The day does not bring anything new. Inspired by the professional shapers of our mood, the atmosphere is held up by familiar sources of news that the action won’t touch workers, that the purge called by the selection will include only some homes in the ghetto. Calm slowly settles on hearts thirsty for such deception. 

An egotistical calm, that it’s them . . . and not us . . . 

The first panic falls on the shops and cafés, there’s no bread, old rolls, which were waiting for emergency use, now go in masses, old baked goods, leftovers—everything. Ransacked tables gaping with cold sheets of white, greasy paper. Greasy plates, naked tables in yesterday’s still noisy bars show stripped, gimpy tablecloths, skinny legs.  

In the evening, groups converge in apartments, but everything goes to sleep very early.

Night in these houses is hundreds of voices and clamor. Animals dig up their primitive molehills, naïve hideouts behind dressers, with hatches under wooden chests, feverishly inspecting cellars, the first plans for systematic hideouts in hovels are dawning—plans, which after three to four weeks started to become the passion and the anxious fever of the ghetto. 

Morning, January 19.

A calm morning—with telephone-call inoculations from friendly and neutral Gestapo men.

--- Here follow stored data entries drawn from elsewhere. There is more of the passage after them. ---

PR #758, opened 2018-03-07
Change config to camel case with backwards compatibility

### LINKED ISSUE #315: Inconsistent cases in config
In my understanding the configuration keys (in `config.json`) are case sensitive. Unfortunately, they don't use case consistently. `allowanonymous` is all lowercase while `imageUploadType` is camel case.

I'd suggest to convert everything to camel case due its readability. Backward compatibility could be achieved by e.g. changing
```js
var allowanonymous = process.env.HMD_ALLOW_ANONYMOUS 
    ? (process.env.HMD_ALLOW_ANONYMOUS === 'true') 
    : ((typeof config.allowanonymous === 'boolean') ? config.allowanonymous : true);
```
to 
```js
var allowanonymous = process.env.HMD_ALLOW_ANONYMOUS 
    ? (process.env.HMD_ALLOW_ANONYMOUS === 'true') 
    : (((typeof config.allowAnonymous === 'boolean') ? config.allowAnonymous : true) 
        || ((typeof config.allowanonymous === 'boolean') ? config.allowanonymous : true));
```
Et cetera.

Definitely low priority but would make configuration / initial setup more intuitive.

SISheogorath:
This refactors the configs a bit to now use camelcase everywhere.
This change should help to clean up the config interface and make it
better understandable.

fixes #315

### DIFF
--- a/lib/config/index.js
+++ b/lib/config/index.js
@@ -27,6 +27,7 @@ const fileConfig = fs.existsSync(configFilePath) ? require(configFilePath)[env] 
 
 let config = require('./default')
 merge(config, require('./defaultSSL'))
+merge(config, require('./oldDefault'))
 merge(config, debugConfig)
 merge(config, packageConfig)
 merge(config, fileConfig)
@@ -51,35 +52,35 @@ if (config.ldap.tlsca) {
 
 // Permission
 config.permission = Permission
-if (!config.allowanonymous && !config.allowanonymousedits) {
+if (!config.allowAnonymous && !config.allowAnonymousedits) {
   delete config.permission.freely
 }
-if (!(config.defaultpermission in config.permission)) {
-  config.defaultpermission = config.permission.editable
+if (!(config.defaultPermission in config.permission)) {
+  config.defaultPermission = config.permission.editable
 }
 
 // cache result, cannot change config in runtime!!!
 config.isStandardHTTPsPort = (function isStandardHTTPsPort () {
-  return config.usessl && config.port === 443
+  return config.useSSL && config.port === 443
 })()
 config.isStandardHTTPPort = (function isStandardHTTPPort () {
-  return !config.usessl && config.port === 80
+  return !config.useSSL && config.port === 80
 })()
 
 // cache serverURL
-config.serverurl = (function getserverurl () {
+config.serverURL = (function getserverurl () {
   var url = ''
   if (config.domain) {
-    var protocol = config.protocolusessl ? 'https://' : 'http://'
+    var protocol = config.protocolUseSSL ? 'https://' : 'http://'
     url = protocol + config.domain
-    if (config.urladdport) {
+    if (config.urlAddPort) {
       if (!config.isStandardHTTPPort || !config.isStandardHTTPsPort) {
         url += ':' + config.port
       }
     }
   }
-  if (config.urlpath) {
-    url += '/' + config.urlpath
+  if (config.urlPath) {
+    url += '/' + config.urlPath
   }
   return url
 })()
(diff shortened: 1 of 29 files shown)


SISheogorath:
@ccoenen any thoughts on this?

lib/config/index.js
```diff
@@ -96,11 +97,21 @@ config.isGitLabEnable = config.gitlab.clientID && config.gitlab.clientSecret
...
+for (let i = keys.length; i--;) {
+  const uppercase = /[A-Z]/
+  // if the config contains uppercase letters
+  // and a lowercase version of this setting exists
+  // and the original, new, config with uppercase is not set
+  // in this case we set the new config using the old key.
+  if (uppercase.test(keys[i]) &&
+    config[keys[i].toLowerCase()] &&
+    !config[keys[1]]) {
+    config[keys[i]] = config[keys[i].toLowerCase()]
```
ccoenen: This should also print a warning.

    `Warning: config.js contains deprecated lowercase setting for ${keys[i]}. Please change your config.js file to replace ${keys[i].toLowerCase()} with ${keys[i]}`

This way, we could remove the section at some point in the future. (think: warn for a year, break with warning for a year, remove completely)
Another possibility would be, to use this part to compare config.js' keys with a set of default keys - I see one upside and one downside to this:
- You now catch misspelling in the config
- You can't simply add a new config without also remembering that there's a default config file or config keys set.

lib/config/index.js
```diff
@@ -96,11 +97,21 @@ config.isGitLabEnable = config.gitlab.clientID && config.gitlab.clientSecret
...
 config.isSAMLEnable = config.saml.idpSsoUrl
-config.isPDFExportEnable = config.allowpdfexport
+config.isPDFExportEnable = config.allowPDFExport
 
 // merge legacy values
-if (config.imageUploadType && !config.imageuploadtype) {
-  config.imageuploadtype = config.imageUploadType
+let keys = Object.keys(config)
+for (let i = keys.length; i--;) {
+  const uppercase = /[A-Z]/
```
ccoenen: `const uppercase....` can be taken out of the loop.

lib/config/oldDefault.js
```diff
@@ -0,0 +1,42 @@
+'use strict'
```
ccoenen: do we need this file any longer?

lib/config/index.js
```diff
@@ -96,11 +97,21 @@ config.isGitLabEnable = config.gitlab.clientID && config.gitlab.clientSecret
...
+  // if the config contains uppercase letters
+  // and a lowercase version of this setting exists
+  // and the original, new, config with uppercase is not set
+  // in this case we set the new config using the old key.
+  if (uppercase.test(keys[i]) &&
+    config[keys[i].toLowerCase()] &&
```
ccoenen: Through the following addition, we'll be using `keys[i].toLowerCase()` quite a bit, so it's probably a good idea to `let lowercaseCandidate = keys[i].toLowerCase()` this.

lib/response.js
```diff
@@ -45,22 +45,22 @@ var response = {
...
-  res.render(config.indexpath, {
-    url: config.serverurl,
-    useCDN: config.usecdn,
-    allowAnonymous: config.allowanonymous,
-    allowAnonymousEdits: config.allowanonymousedits,
+  res.render(config.indexPath, {
+    url: config.serverURL,
+    useCDN: config.useCDN,
+    allowAnonymous: config.allowAnonymous,
+    allowAnonymousEdits: config.allowAnonymousedits,
```
ccoenen: these are now very nice!

lib/response.js
```diff
@@ -72,8 +72,8 @@ function showIndex (req, res, next) {
     ldapProviderName: config.ldap.providerName,
     saml: config.isSAMLEnable,
     email: config.isEmailEnable,
-    allowemailregister: config.allowemailregister,
-    allowpdfexport: config.allowpdfexport,
+    allowemailregister: config.allowEmailRegister,
+    allowpdfexport: config.allowPDFExport,
```
ccoenen: can these *keys* be changed without breaking anything?

lib/response.js
```diff
@@ -107,24 +107,24 @@ function responseHackMD (res, note) {
     ldapProviderName: config.ldap.providerName,
     saml: config.isSAMLEnable,
     email: config.isEmailEnable,
-    allowemailregister: config.allowemailregister,
-    allowpdfexport: config.allowpdfexport
+    allowemailregister: config.allowEmailRegister,
+    allowpdfexport: config.allowPDFExport
```
ccoenen: same as above: the keys are all lowercase, not sure if camelCasing would break anything.

ccoenen:
I did not yet run this in production, I also did not go on a hunt for "forgotton" options in the code or something. Right now, this is just a review of the changeset.

lib/config/index.js
SISheogorath: :+1:

lib/config/index.js
SISheogorath: :+1:

lib/response.js
SISheogorath: For now I stayed on the server side :D But sure we can extend this to the client side as well ^^

lib/config/oldDefault.js
SISheogorath: We probably don't need it. I kept it to either migrate and also keep it consistent.

lib/config/index.js
SISheogorath: Yes, a warning should be added. :+1: 

I'll introduce a way to ignore invalid values and jump back to useful defaults in a future commit outside of this PR. for now I would like to transit to the camel case way of writing :)

SISheogorath:
- Fixed missing options in environment.js
- Added requested changes
- Fixed template

SISheogorath:
@ccoenen Have another look at this?

lib/config/index.js
```diff
@@ -97,21 +98,33 @@ config.isGitLabEnable = config.gitlab.clientID && config.gitlab.clientSecret
...
 // merge legacy values
-if (config.imageUploadType && !config.imageuploadtype) {
-  config.imageuploadtype = config.imageUploadType
+let keys = Object.keys(config)
+const uppercase = /[A-Z]/
+for (let i = keys.length; i--;) {
+  let lowercaseKey = keys[i].toLowerCase()
+  // if the config contains uppercase letters
+  // and a lowercase version of this setting exists
+  // and the original, new, config with uppercase is not set
```
ccoenen: this explanation is hard to read. I would expect this to read:
`and the correct config with uppercase is not set`

Reason: the "new" will not make sense to anyone but us. It's also weird that original and new refer to the same thing.

PR #761, opened 2018-03-10
Add config option for report URI in CSP

SISheogorath:
This option is needed as it's currently not possible to add an report
URI by the directives array. This option also allows to get CSP reports
not only on docker based setup but also on our heroku instances.

Improves CSP support #594

### DIFF
--- a/lib/csp.js
+++ b/lib/csp.js
@@ -30,6 +30,7 @@ CspStrategy.computeDirectives = function () {
     addInlineScriptExceptions(directives)
   }
   addUpgradeUnsafeRequestsOptionTo(directives)
+  addReportURI(directives)
   return directives
 }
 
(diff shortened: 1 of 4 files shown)


lib/csp.js
```diff
@@ -72,6 +73,12 @@ function addUpgradeUnsafeRequestsOptionTo (directives) {
   }
 }
 
+function addReportURI (directives) {
+  if (config.csp.reportURI) {
+    directives.reportURI = config.csp.reportURI
```
xxyy: Does this work? The [docs](https://helmetjs.github.io/docs/csp/) have `reportUri` and fields are case-sensitive, right?

I think it would make sense to use `reportUri` for the config option as well, for consistency with their format – that way we can't have confusions with their documentation.

SISheogorath: Agreed. But yes, it worked ^^

Issue #767, opened 2018-03-15
parseInt(HMD_MINIO_PORT) cause another bug


vazontang:
####  Sorry for that my PR #765 does't fix bug #763 perfectly.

Whispers climb to the first floor:

“Skosowski said . . .
Paweł thinks . . .
Adam called . . . ”

The managers of the workshops hear and eagerly obey the strict order of the administration: hearings will begin on the job.   

The workshops are filling up faster than usual.

Workers stampede to get their documents. Until now the administration did not succeed in handing out numbers to the workers . . . frightened queues gather on the stairs by the doors of the thunder gods. The former gatekeeper, only half-intelligent but Aryan, Józef F., rummages through the papers and job assignments in a lazy but dignified manner.

The frightened Jews bow to the ground, to half or a quarter of their full heights, and they come out proudly with the correct papers. Hours swim by. From the ghetto, there is further news of the Aktion. There are dead bodies, of course, and Umschlagplatz, wagons, nothing has changed: Limping Szmerling[11] has been brought to the square for work. One hundred days of Napoleon. The old general returns for a new victory. The old PEBID[12] squad under the baton of the bearded Mephisto.

The action won’t touch the workshops, up until this point they haven’t taken workers from their jobs. 

Official from Dienstelle. The action won’t touch the shops . . . 

THE SS MEN ARE GOING TO THE SHOPS!!!

A sudden alarm, panicked running. Ants gush forth from the courtyard to the roofs, to cellars, to the workshops . . . the block shudders with the movement of 3,000 beings.

Hide yourselves! No!! . . . go to the workshops!! Who doesn’t have a number???

Two hundred people don’t have numbers!! Escape from here, back through the hole to the ghetto!!!

TOO LATE!!! The gendarmes have surrounded the block!

The stairs pound with the stomping of horror. My boat is going to the bottom—the water rises to the cabin . . . 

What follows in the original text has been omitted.